5 Simulation Verification

This article with the help of MATLAB/SimuLink to build the model of the switched reluctance motor direct instantaneous torque double closed-loop control system, adjust the conventional PI control and fuzzy PI control respectively, meanwhile, the simulation and comparative analysis of motor starting, speed mutation and load mutation are carried out. The motor used for the simulation is a three-phase 6/20 switched reluctance motor with permanent magnet and the parameters are shown in Table 2.

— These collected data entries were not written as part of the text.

PR #1181, opened 2023-05-02
Add IDDES unit test

marchdf:
The implementation of the term used to limit production in IDDES and DES was not the one proposed in the DES/IDDES paper by Gritskevich (2011), see equation 3 in the appendix. This changes also enables Nalu-Wind to use the same formulation as amr-wind.


marchdf:
Talked to @sbidadi9 and it seems like Nalu-Wind went with the Menter 2003 paper, not Gritskevich 2011. AMR-Wind did the opposite. I am going to remove the changes to DES here and change things on the amr-wind side instead. This PR will now just be the addition of a DES unit test.

sbidadi9:
Discussed with @marchdf about not changing the production term being limited for IDDES model. The current implementation is based on the paper by Menter (2003):

image

Sharing the link to the paper as well for reference: https://www.researchgate.net/publication/228742295_Ten_years_of_industrial_experience_with_the_SST_turbulence_model

This implementation is correct is the same as in Nalu-Wind and is correct.

However, what is in AMR-Wind is based on production limiting for SST - which is not correct.

psakievich (approved):

sbidadi9 (approved):

PR #1182, opened 2023-05-03
Example usage of FieldManager in an NGP Kernel

psakievich:
This PR demonstrates how a Kernel can be converted to use a FieldManager.

The main goal is to move the field registration away from higher level abstractions like realm and equationsystem, to lower ones (algs and kernels).

This will essentially eliminate the need for `RegisterNodalFields` type calls, and will eliminate a range of bugs that can come in from not registering fields in the right place.  Having kernels and algs register the fields they need will also reduce the amount of fixturing needed for unit tests since constructing the object will register the fields for you.  You can then finalize the mesh and populate the fields with initial values. (Not demonstrated in this PR).

As a side bonus we don't need to store class members for field ordinals AND field pointers on kernels any more either.


src/node_kernels/TKESSTNodeKernel.C
```diff
@@ -19,29 +19,31 @@
...
+  const stk::mesh::MetaData& meta,
+  const FieldManager& manager,
+  stk::mesh::Part* part)
+  : NGPNodeKernel<TKESSTNodeKernel>(), nDim_(meta.spatial_dimension())
 {
+  manager.register_field("turbulent_ke", part);
+  manager.register_field("specific_dissipation_rate", part);
+  manager.register_field("density", part);
+  manager.register_field("turbulent_viscosity", part);
+  manager.register_field("dudx", part);
```
alanw0, line 32: I wonder if we should have some central location where field-names are associated with an enum or something. Because having string-literals scattered around in various kernels could be an opportunity for errors.

src/node_kernels/TKESSTNodeKernel.C
```diff
@@ -19,29 +19,31 @@
...
-    sdrID_(get_field_ordinal(meta, "specific_dissipation_rate")),
-    densityID_(get_field_ordinal(meta, "density")),
-    tviscID_(get_field_ordinal(meta, "turbulent_viscosity")),
-    dudxID_(get_field_ordinal(meta, "dudx")),
-    dualNodalVolumeID_(get_field_ordinal(meta, "dual_nodal_volume")),
-    nDim_(meta.spatial_dimension())
+TKESSTNodeKernel::TKESSTNodeKernel(
+  const stk::mesh::MetaData& meta,
+  const FieldManager& manager,
+  stk::mesh::Part* part)
```
psakievich, line 25: As @overfelt pointed out, if this is in the constructor it needs to take a partvec so all the parts are registered. Or we need a secondary registration process.  Planning to pursue the former with #1183

psakievich:
Making some progress on this.  I really want to get this swarmable in the next few weeks and work as a team to convert the code to use the fieldManager and SmartFields as much as possible. It would be a good way for a lot of newer people to see a lot of nalu-wind's structure.

src/node_kernels/TKESSTNodeKernel.C
psakievich: Actually looking at this closer, I'm not so sure we need a part vec. I think the field registry process will just add more parts each time it is called after a field is registered since multiple identical registrations are a no-op in stk. It would be good to test it though.

psakievich:
I don't plan to pick this back up.

Issue #1183, opened 2023-05-04
Registration of interior algs needs to use a partvec instead of a part


psakievich:
The current infrastructure is looping over parts where a partvec could be assembled instead. It will require a lot of code changes but it will improve things.

https://github.com/Exawind/nalu-wind/blob/472317ff83d8b20f0775a0ea1ea66030d5bb13f9/src/EquationSystems.C#L342-L359

marchdf:
I think this is fixed, looking at the history. Closing. Please reopen if not.

psakievich:
It's partially complete but not needed unless someone plans to pursue the SmartFields concept further. I don't see myself having time to devote to that in the near future.

PR #1185, opened 2023-05-09
Replace stk::mesh::Part* with stk::mesh::PartVector&.  Issue #1183

overfelt:
PartVectors allow for the specification of a field on a list of parts instead of one part at a time. For some classes it was only possible to pass a single part pointer for the field specification where a part vector would be more flexible.

Started with register_nodal_fields:
from: register_nodal_fields(stk::mesh::Part* part)
to:   register_nodal_fields(const stk::mesh::PartVector &part_vec)

The stk::mesh::put_field_on_mesh function does not take a PartVector so create a Selector form a PartVector:
  stk::mesh::Selector selector = stk::mesh::selectUnion(part_vec);
and use that instead. There were a couple of places where the construction of a PartVector from a single Part pointer:
   PartVector(1,Part*)
was useful.

There were a lot of files changed, but the changes are trivial.

### DIFF
--- a/include/utils/StkHelpers.h
+++ b/include/utils/StkHelpers.h
@@ -102,14 +102,14 @@ get_node_field(
 void register_scalar_nodal_field_on_part(
   stk::mesh::MetaData& meta,
   std::string name,
-  const stk::mesh::Part& selector,
+  const stk::mesh::Selector& selector,
   int num_states,
   double ic = 0);
 
 void register_vector_nodal_field_on_part(
   stk::mesh::MetaData& meta,
   std::string name,
-  const stk::mesh::Part& selector,
+  const stk::mesh::Selector& selector,
   int num_states,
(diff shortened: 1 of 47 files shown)


include/utils/StkHelpers.h
```diff
@@ -102,14 +102,14 @@ get_node_field(
 void register_scalar_nodal_field_on_part(
```
psakievich, line 102: This looks redundant for what the `FieldManager` does. These functions look like candidates for the chopping block in the future.

overfelt: Yes, I saw that register_scalar_nodal_field_on_part was only used in a couple of places but was not sure if it was the future or the past. I'll remove it on the next merge request.

Yes, This is just the first of a few merge requests to replace Part* with PartVector. Just wanted to get this in and work on other things for a few days.

PR #1198, opened 2023-07-16
add a string-function temperature IC/dirichlet bc

rcknaus:
Adds the ability to use a string function to specify a temperature, to handle a more arbitrary temperature profile as requested by Ken.  The string function runs on device but the auxfunction still doesn't.

Also gets rid of a bunch of miscellaneous warnings in the code too.


psakievich:
😍 let's make these work for bc's and ic's too!

psakievich (approved):

psakievich:
Yeah lets do that for now. We haven't blessed the latest trilinos on the gpu platforms yet. The CI will be using the default trilinos that most dev's are building against.

PR #7, opened 2017-03-14
Metal Quartz Icon: #6 add options to render Glyphicons and Lexicon Font Awesome Icons

pat270:


jbalsas:

packages/metal-quartz-icon/demos/index.html
```diff
@@ -9,32 +9,57 @@
...
 <body>
 	<h1>Metal Quartz Icon</h1>
-
 	<div id="quartzIcons"></div>
 
+	<h1>Glyphicons</h1>
+	<div id="glyphicons"></div>
+
+	<h1>Lexicon Fa</h1>
+	<div id="lexiconFa"></div>
```
jbalsas: Should this be "Quartz Fa" and "quartzFa"? I know internally we're still going to be using the `lexicon-fa` class for now, but just to remove confusion as much as possible :)

packages/metal-quartz-icon/src/MetalQuartzIcon.js
```diff
@@ -9,6 +9,8 @@ import templates from './MetalQuartzIcon.soy.js';
 /**
  * Implementation of the Metal Quartz Icon.
  * @see  {@link http://liferay.github.io/lexicon/content/icons-lexicon/|Lexicon Definition}
+ * {@link http://liferay.github.io/lexicon/content/icons-font-awesome/}
+ * {@link http://liferay.github.io/lexicon/content/icons-glyphicons/}
```
jbalsas: All these links will soon disappear and I don't thin they'll be in the lexicon site. Should we simply point to FontAwesome and Glyphicons documentation directly?

packages/metal-quartz-icon/src/MetalQuartzIcon.soy
```diff
@@ -3,15 +3,56 @@
...
 	{if isNonnull($symbol) and isNonnull($spritemap)}
-		<svg aria-hidden="true" class="lexicon-icon lexicon-icon-{$symbol}{$elementClasses ? ' ' + $elementClasses : ''}">
-			<use xlink:href="{$spritemap}#{$symbol}" />
-		</svg>
+		{let $quartzIconElementClasses kind="text"}
+			{$elementClasses ? ' ' + $elementClasses : ''}
+		{/let}
+
+		{let $quartzIconVariant kind="text"}
+			{$spritemap == 'lexicon-fa' ? 'lexiconFa' : $spritemap}
```
jbalsas: When will the variant become `glyphicons`? I'm assuming it gets triggered if `spritemap=='glyphicons'`. If so, why don't do the same for `spritemap==fontawesome`?

packages/metal-quartz-icon/src/MetalQuartzIcon.soy
```diff
@@ -3,15 +3,56 @@
...
+{deltemplate QuartzIcon variant="'glyphicons'"}
+	<span aria-hidden="true" class="glyphicon {$symbol}{$quartzIconElementClasses}"></span>
+{/deltemplate}
+
+ /**
+ * @param? quartzIconElementClasses
+ * @param spritemap
+ * @param symbol
+ */
+{deltemplate QuartzIcon variant="'lexiconFa'"}
```
jbalsas: I think I'd rather call this simply `fontawesome`,  similar to `glyphicons`. What do you think?

jbalsas (changes requested):
Hey @pat270, thanks a lot for working on this! What do you think about it so far? 

One big question about this I have is the fontawesome and glyphicons support... that implies that Quartz will always be based on bootstrap and/or contain those. It's fine if that's what we want, just trying to clarify it.

packages/metal-quartz-icon/src/MetalQuartzIcon.soy
pat270: See above.

packages/metal-quartz-icon/demos/index.html
pat270: So far it hasn't been that hard to learn (it helps to have all the other metal modules to look at), it's just a lack of metal documentation that increases the learning curve a bit. I don't think it's possible to decouple Bootstrap from these modules since we aren't including any css. The only way it makes sense is if we remove Bootstrap from Quartz.

I can change this to Quartz Fa.

packages/metal-quartz-icon/src/MetalQuartzIcon.js
pat270: We can link the Glyphicon documentation directly, but we still use the old version of Font Awesome that we have customized from 6.2. We never migrated to Font Awesome 4.

packages/metal-quartz-icon/src/MetalQuartzIcon.soy
pat270: See above.

robframpton:
I can see a value for maintaining font-awesome since it's still widely used, even if we don't base off of Bootstrap in the future. Not sure about Glyphicons, @pat270 what do you think?

jbalsas:
I'm fine with keeping one or both, I just wanted to point out that if we do that, we'll need to keep that support around for versions, or be careful whenever we want to remove it, because it will be a major breaking change...

packages/metal-quartz-icon/src/MetalQuartzIcon.soy
```diff
@@ -1,17 +1,57 @@
...
-		<svg aria-hidden="true" class="lexicon-icon lexicon-icon-{$symbol}{$elementClasses ? ' ' + $elementClasses : ''}">
-			<use xlink:href="{$spritemap}#{$symbol}" />
-		</svg>
+		{let $quartzIconElementClasses kind="text"}
+			{$elementClasses ? ' ' + $elementClasses : ''}
+		{/let}
+
+		{let $quartzIconVariant kind="text"}
+			{$spritemap == 'quartz-fa' ? 'quartzFa' : $spritemap}
+		{/let}
```
jbalsas: Hey @pat270, can't we just assign `$quartzIconVariant` to `$spritemap`? Then, you can simply pass `quartzFa`, `glyphicons` or $spritemap.

Also, `quartzFa` might not be very descriptive...

Another option would be to have an additional `@param iconLibrary` that could be `undefined`, `quartz` or `glyphicons`, so we'd have a more explicit API. What do you think? @Robert-Frampton?

jbalsas: Hey @pat270, can't we just assign `$quartzIconVariant` to `$spritemap`? Then, you can simply pass `quartzFa`, `glyphicons` or $spritemap.

Also, `quartzFa` might not be very descriptive...

Another option would be to have an additional `@param iconLibrary` that could be `undefined`, `quartz` or `glyphicons`, so we'd have a more explicit API. What do you guys think, @pat270, @Robert-Frampton, @brunobasto?

jbalsas (changes requested):
Hey guys, this looks mostly good to me, I just have some concerns over the `spritemap` API.

What do you think about having an additional `iconLibrary`, `iconFont` so we could pick `quartz(FontAwesome)` or `glyphicons`?

By default we won't pass anything here, so we'll use the `spritemap` param to render the custom svg icons in quartz...

How does that sound? Do you have any other suggestion for this?

packages/metal-quartz-icon/src/MetalQuartzIcon.soy
pat270: @jbalsas, I'm fine with adding another parameter, then we can pass in any icon font library.

robframpton: Hey @jbalsas 

You actually can't reassign params in soy, and you can't reassign `let` values either.

+1 for `@param iconLibrary`.

I also don't think `fa` is too big of a problem since font awesome itself uses it all the time.

`<i class="fa fa-address-book" aria-hidden="true"></i>`

pat270: Hey @jbalsas @Robert-Frampton, what do you guys think about doing away with the extra param, glyphicons, and font awesome and just allow the user to pass in class names through elementClasses. This way we can use any icon library that uses a span tag for the markup.

jbalsas: Hey @pat270, would that mean that the developer will need to pass `symbol: glyphicon glyphicon-arrow` or similar? or should we do that via `elementClasses`?

When will we generste the span indtead of the svg sprite syntax? Whenever the developer didn't pass `spritemap`?

pat270: @jbalsas, yes they would pass in the classes via `elementClasses` and span will be generated when there is no `spritemap` or `symbol`.

packages/metal-quartz-icon/src/MetalQuartzIcon.js
```diff
@@ -20,25 +19,33 @@ class MetalQuartzIcon extends Component {
...
 MetalQuartzIcon.STATE = {
 	/**
-	 * Path to the spritemap file with the icons.
+	 * CSS classes to be applied to the element, use this to pass in classes for
+	 * third-party icon libraries e.g. `glyphicon glyphicon-plus`. If
+	 * elementClasses is defined and spritemap or symbol is undefined, it will
+	 * insert elementClasses into a span tag.
+	 * @type {string}
+	 */
+	elementClasses: {
```
robframpton: `elementClasses` is actually a default property on `Component`, so we don't need to add it to anything extending from it.

packages/metal-quartz-icon/src/MetalQuartzIcon.js
```diff
@@ -20,25 +19,33 @@ class MetalQuartzIcon extends Component {
...
+	/**
+	 * The path to the SVG spritemap file containing the icons.
 	 * @instance
 	 * @memberof MetalQuartzIcon
 	 * @type {string}
 	 */
 	spritemap: {
-		required: true,
-		validator: core.isString
+		validator: value => core.isString(value)
```
robframpton: It should work fine with just `validator: core.isString`, that's what we do in a lot of metal components. Did this result in different behavior?

pat270: I actually don't know what validator does. I'm just copying what I saw in other metal components. It works even if I don't declare it or if I declare it and pass in an object or array.

robframpton:
Hey @pat270 

This looks good to me, the only change I would make is manually adding the `elementClasses` to the markup. Even though Metal does it automatically, I think we should leave it for server side rendering.

robframpton (approved):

Table 2. The main parameters of 6/20 SRM

Figure 9 shows the comparison of the simulated speed curves when the motor load is 5N at a set speed of 500 r/min. The traditional PI controller arrive at the steady state in 0.034 s, while the fuzzy PI controller arrive at the steady state in 0.024 s.

Fig. 9.
figure 9

Comparison of simulated speed curves when the motor load is set to 5N at a set speed of 500 r/min

Figure 10 shows the comparison of the simulated speed curves when the motor load with a set speed of 500 r/min is abruptly changed. At 0.1s, the load abruptly changed from 0 N·m to 5 N·m, and at 0.2 s, it suddenly returned to 0 N·m. Finally, the traditional PI controller returns to steady state at 0.105 s and 0.218 s, while the fuzzy PI controller returns to steady state at 0.103 s and 0.215 s.

Fig. 10.
figure 10

Comparison of the simulated speed curves when the motor load with a set speed of 500 r/min

Figure 11 shows the comparison of simulation speed curves for sudden changes of motor no-load given speed between 500 and 300 r/min. At 0.1s, the given speed suddenly changes from 500 r/min to 300r/min, and at 0.2 s, it suddenly returns to 500 r/min. Finally, the traditional PI controller returns to steady state at 0.151 s and 0.222 s, while the fuzzy PI controller returns to steady state at 0.139 s and 0.216 s .

Fig. 11.
figure 11

Comparison of simulation speed curves for sudden changes of motor no-load given speed between 500 r/min and 300 r/min

6 Conclusion

A Fuzzy-PI controller is designed by using the fuzzy control algorithm combined with the PI control algorithm. It can make the PI parameters in the speed control system perform real-time self-adjustment. Using this fuzzy-PI controller can make the SRM speed control system respond faster, reduce overshoot, shorten the time required to return to a steady state, and high steady-state accuracy can be maintained. The stability of the double closed loop system in direct instantaneous torque control is improved. After simulation comparison, its comprehensive control performance is better than the traditional PI speed controller.